Training GPT models on more and more multi-modal driving data will help improve them for the task, and fine-tuning will increase the quality of results, reduce the chances of hallucinations, and provide well-structured, specific outputs that can be connected to driving maneuvers.  

It’s also important to test and validate this capability in the real world as we iterate – in this case that means on the road. Ghost’s fleet of development vehicles are already sending data to the cloud for MLLM analysis, and we’re actively developing autonomy capabilities that leverage and bring MLLM insights back to the car.

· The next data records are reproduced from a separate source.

PR #1451, opened 2019-09-02
Limit suggestions list to 15, add component tests

### LINKED ISSUE #1396: Feature: Less hashtag suggestions in the editor menu
## :bug: Bugreport

Hashtags menu is has to many items.

Bildschirmfoto 2019-08-26 um 11 33 02

1. Create a post.
2. Use hashtag by typing `#`.
3. Look at menu length …

### Expected behavior

Menu with not more then 20-30 items!?

mattwr18:
### Issues

- fixes #1396

### DIFF
--- a/webapp/components/Editor/Editor.spec.js
+++ b/webapp/components/Editor/Editor.spec.js
@@ -83,22 +83,35 @@ describe('Editor.vue', () => {
         expect(wrapper.vm.editor.extensions.options.mention.items()).toEqual(propsData.users)
       })
 
-      it('limits the suggestion list to 15 users', () => {
-        let manyUsersList = []
-        for (let i = 0; i < 25; i++) {
-          manyUsersList.push({ id: `user${i}` })
-        }
-        propsData.users = manyUsersList
-        wrapper = Wrapper()
-        expect(wrapper.vm.editor.extensions.options.mention.items()).toHaveLength(15)
-      })
-
       it('mentions is not an option when there are no users', () => {
         expect(wrapper.vm.editor.extensions.options).toEqual(
           expect.not.objectContaining({
             mention: expect.anything(),
           }),
         )
+      })
+
+      describe('limists suggestion list to 15 users', () => {
+        beforeEach(() => {
+          let manyUsersList = []
+          for (let i = 0; i < 25; i++) {
+            manyUsersList.push({ id: `user${i}` })
+          }
+          propsData.users = manyUsersList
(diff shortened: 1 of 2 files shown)


webapp/components/Editor/Editor.vue
```diff
@@ -205,10 +205,13 @@ export default {
       if (!query) {
         return items
       }
-      return items.filter(item => {
+
+      items = this.suggestionType === HASHTAG ? this.hashtags : this.users
```
alina-beck: I think I would rather pass all items (hashtags or users) to the new `Hashtag` or `Mention` instead of checking for the suggestion type again during the filtering process and then resetting items to the corresponding type.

The Large Model Architecture for Autonomy

We believe MLLMs present the opportunity to re-think the autonomy stack holistically.

Self-driving technologies today have a fragility problem. They tend to be built “bottoms-up” – many, many cobbled-together point AI networks and hand-written driving software logic to perform the various tasks of perception, sensor fusion, drive planning, and drive execution – all atop a complicated stack of sensors, maps, and compute. This approach has led to an intractable “long tail” problem – where every corner case discovered on the road leads to more and more point AI and software patches to try and iterate towards safety. When the scene becomes overly complex such that the in-car AI can no longer safely drive, the car must “fall-back” – either to remote humans in a tele-operations center in the case of robo-taxis, or by alerting the driver to takeover in the case of driver assistance systems.  

MLLMs present the opportunity to solve “top-down,” starting from a world model. What if we could reason about driving with a model that is broadly trained on the world’s knowledge, and optimize it for executing the driving task?  What if such a model could reason about a scene holistically, going from perception to suggested driving outcomes in a single step? The result would be an autonomy stack that is both simpler to build, and much more capable – a stack that can reason about complex and fluid urban driving scenarios that go beyond classic curated training.

Implementing MLLMs for driving requires a new architecture, as today’s MLLMs are significantly too large to run on embedded in-car processors.  A hybrid architecture is required, where large-scale MLLMs running in the cloud collaborate with specially trained models running in-car, splitting the autonomy task and long-term vs. short-term planning between car and cloud.

Building, delivering, and validating for safety this large-model autonomy architecture will take time, but that doesn’t mean that MLLMs can’t impact the autonomy stack much more quickly. MLLMs can start by improving the data center processes by which autonomy training data is curated, labeled, simulated, and in-car networks are trained and validated. MLLMs can also be linked to and start adding insights to existing autonomy architectures, as they grow in their capabilities to takeover more and more of the autonomy task.  For a deeper exploration of how large-scale models will impact the autonomy architecture, read this accompanying technical blog.

In Conclusion

Ghost’s autonomy platform is evolving quickly to include capabilities powered by large multi-modal vision-language models. If you are an automaker who would like to explore adding MLLM-based reasoning and intelligence to your ADAS or AV system, we’d love to collaborate.

Disclaimer: Ghost Autonomy’s MLLM-based capabilities are currently in development.  These video and image examples show MLLM-based analysis of driving scenes captured from Ghost vehicles driving in both autonomous and conventional mode. MLLM-based reasoning is not yet being returned to the car to impact actual driving maneuvers.